Se il gigantismo navale travolge la filiera dello shipping

di Marco Casale

«Dobbiamo tutti trarre giovamento dagli errori. D’altra parte la storia è la migliore insegnante che abbiamo». A quanti gli chiedono numi sul futuro dello shipping, il vicepresidente di Asamar Fabio Selmi non si accontenta di fornire risposte scontate, invitandoci anzi a osservare meglio quel che è accaduto nel recente passato in alcuni settori merceologici come l’ortofrutta.

In qualità anche di presidente CSA, importante agenzia marittima sulla quale da sempre si appoggia la multinazionale Dole per le proprie linee con il Centro America, Selmi può infatti ragionare con cognizione di causa dell’impatto del gigantismo navale sui mercati marittimi. La Dole operava infatti a Livorno con le proprie linee ma, quando il settore delle navi frigo convenzionali ha iniziato a perdere sempre più mercato a vantaggio dei container refrigerati, ha deciso di passare a questi ultimi stipulando un accordo con la MSC per servire il Centro America dai porti di Anversa e Rotterdam.

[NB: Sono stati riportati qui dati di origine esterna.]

PR #3844, opened 2026-08-05
#3821 Replace the parse-failure API with a run-keyed segments endpoint

### LINKED ISSUE #3821: Sentry migration 2/5: replace the parse-failure API with a run-keyed segments endpoint and remove the parse-failure surface

Wotuu:
:robot: Closes #3821

Phase 2/5 of moving combat log parse failures onto Sentry. #3820 shipped in **v15.9.2** and deployed
to production at 07:45 today, so the same failures are already reaching Sentry as fingerprinted,
tagged errors — the bespoke DB pipeline that used to carry them has no reader left.

## The one thing that had to survive: the reproduction loop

Il gigantismo navale è un fenomeno irreversibile che interessa anche altri mercati: «Le compagnie di linea pensano esclusivamente a riempire le navi, spingendo al ribasso i noli pur di non perdere il carico da imbarcare» spiega Selmi. «La spinta ribassista sui noli per contenitore trasportato rende di fatto sempre meno competitivo il trasporto della merce in break bulk. E tutto ciò non potrà non avere un impatto sul trasporto di altre tipologie merceologiche, a cominciare dai prodotti forestali che oggi viaggiano in larga maggioranza in stiva. Al di là del costo della nave, la cellulosa deve essere sbarcata, messa in magazzino e poi ricaricata sul camion. Con il contenitore è tutto più semplice: viene scaricato sulla banchina, caricato successivamente sul camion e portato a destinazione, dove viene poi svuotato da chi lo riceve».

Nel trasporto della merce via container si verificano insomma meno manipolazioni e la containership lavora anche in condizioni meteorologiche avverse. «Con il break bulk, inoltre, la nave arriva piena e va via vuota. La Dole aveva adottato un sistema diverso: usando la stiva per i pallett e trasportando in coperta i contenitori, all’interno dei quali venivano di solito trasportati gamberi congelati dall’Ecuador o partite di tonno dalla Colombia. Una volta scaricata la merce, la nave veniva riempita completamente per l’export con i contenitori».

Sotto questo punto di vista, il vantaggio competitivo dei porti nel Nord Europa è soltanto uno: «Anversa e Rotterdam non soltanto sono più attrezzati per le grandi navi ma sono specializzati anche nel project cargo, che chiaramente non viene trasportato via container. Anche nel break bulk si potrebbero e si dovrebbero ipotizzare navi con commerci in export ma purtroppo iniziative di questo tipo sono sporadiche».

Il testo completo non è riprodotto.